New York-based Baseline, which conducts case studies on information technology, has published an analysis of the gun registry titled: "Canada Firearms: Armed Robbery."

The study examines how the gun registry developed from a simple $119-million system to track firearm ownership into a large, complex electronic database with a $1-billion price tag.

"What was supposed to be a relatively modest information technology project ballooned into a massive undertaking. At last count, the program had amassed more than $1-billion in costs, and the system has become so cumbersome that an independent review board recommended that it be scrapped," Baseline said on its Web site.

The study said Canada's firearms registry project offers multiple lessons for government and corporate project leaders on the difficulties involved in undertaking such a controversial project.

The registry was supposed to cost less than $2-million when licensing and registration fees were included, but costs soared out of control as a result of bureaucratic errors, poor planning, unforeseen expenses and an increasingly complex computer system.

From the start, the U.S. study said, Ottawa failed to develop a clear understanding of the project's scope and made a serious error in having the Justice Department manage the registry when it had never undertaken a technology initiative of this size and complexity.

The government first set up a simple database where firearms owners would register their guns, but this quickly expanded into a large, complex computer network after Ottawa changed the criteria.

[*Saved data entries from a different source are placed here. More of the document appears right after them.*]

PR #628, opened 2024-10-31
Remove references to UAT

trey-stafford:
Created this PR to identify UAT-specific code that Matt added. This temporary support for UAT is no longer needed, as IS2 collections are now supported in production harmony.


trey-stafford:
I'm going to go-ahead with merging this into `harmony`. `harmony` is already failing its tests because there is a lot of work-in-progress that needs to be resolved. Subsequent PRs will focus on implementing the harmony support necessary to resolve the failing tests.

PR #652, opened 2025-02-04
Harmony integration

betolink:
This PR will integrate Harmony functionality to the Query class, it breaks the query file into base_query and the query itself. Right now it's a draft and WIP. I still need to implement full CMR parameters in the Harmony query call to be able to use cycles and tracks.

Costs began to escalate when Ottawa decided the Canadian Firearms Centre should be able to tap into the computer records of every police agency in the country to determine if gun licence applications were involved in domestic violence or related incidents.

There were also numerous changes to licence and registry forms, rules and processes that caused huge delays and mounting expense, according to the analysis.

"By 2002, more than 2,000 orders for changes had been made, each requiring additional programming," the study said. "Changes to the software required dealing with close to 50 different departments or agency computer systems from the RCMP to each provincial ministry of transportation for drivers licence checks."

The study said ongoing maintenance, development and support costs also flew out of control, rising to $688-million by 2001 and now hovering close to $750-million.

"Of that amount, $250-million went to the computer systems. Support, such as call centres, accounted for $300-million. The remaining $138-million went to advertising and public outreach programs to encourage compliance."

Annual maintenance costs amounted to 55% of the operating budget, significantly higher than the industry norm of between 10% and 20%, while the anticipated revenue from the controversial program evaporated.

"Those costs were to be offset by $117-million in gun-owner registration fees, leaving taxpayer with a bill of $2-million. Instead costs have soared to more than $1-billion."

The U.S. study does not draw conclusions on whether the gun registry is effective in crime prevention, although it notes police rely on the database to determine if weapons are present before entering homes.

Prime Minister Paul Martin has refused demands from the Conservative party and six provinces to scrap the gun registry, but he has capped funding for the program at $25-million a year, starting next fiscal year. The cost of the registry is currently $33-million annually, down from $48-million in 2001-02.

Gun registry fees -- in the range of $18 to $25 -- will also be reduced to encourage compliance with licensing.

As of May, seven million guns have been registered out of the estimated 7.9 million in circulation. More than 12,000 licence application were revoked due to public safety concerns while two million Canadians had filed and received licences to own firearms.